• Task brief: Give back the line in the listing below that contains "Stacked on #7730, so" and all remaining lines, retyped exactly, through the last line.

START Source material

PR #7711, opened 2026-08-10
feat(weave_ts): link a weave op call to the agent spans it produced

ro31337:
Four PRs, in review order:

4. TypeScript ops: **this PR**.

## JIRA Issue(s)

https://coreweave.atlassian.net/browse/WB-38448

## Description

A weave op call and the agent spans it produces share no field, so you cannot ask which spans a call produced. #7730 adds that link in Python. This does the same in Node: a span processor writes the enclosing call's id and trace id onto each span as it starts. The attribute names are Python's, so the server needs no change.

## Why this approach

The processor goes into the `spanProcessors` array `genai/provider.ts` builds. That array is the only path weave's spans take, and it is rebuilt on a project switch, so registering from `init()` would miss it. That same indirection is what hid the eval bug #7708 fixes.

Two orderings are the reverse of Python's, because OTel JS drops the *incoming* attribute on a full span where Python drops the oldest: call id before trace id, and this processor after the eval one. Both have a test.

## Coverage

This covers the spans weave emits through its own provider, not every span in the process. Node keeps its own so that a user's provider cannot take weave's over. The call stack is an `AsyncLocalStorage`: a worker thread gets no link, and a span emitted while a streaming op's result is consumed links to the consuming op, an existing `op.ts` gap. Existing spans stay empty.

## Testing

The tests run an op, emit a real span and read the exported span, so a processor that is never reached cannot pass them. They cover nested ops, `runIsolated`, a re-init and both orderings, and the full `sdks/node` suite (510 tests), eslint, prettier and both typechecks are green.

## Merge order

Stacked on #7730, so the columns exist before this starts writing to them. Nothing here depends on their code; the order is only so the attributes land in the promoted columns rather than the overflow map.


rgao-coreweave (approved):
LGTM

Good to see typescript parity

END Source material

• Answer space:
Stacked on #7730, so the columns exist before this starts writing to them. Nothing here depends on their code; the order is only so the attributes land in the promoted columns rather than the overflow map.


rgao-coreweave (approved):
LGTM

Good to see typescript parity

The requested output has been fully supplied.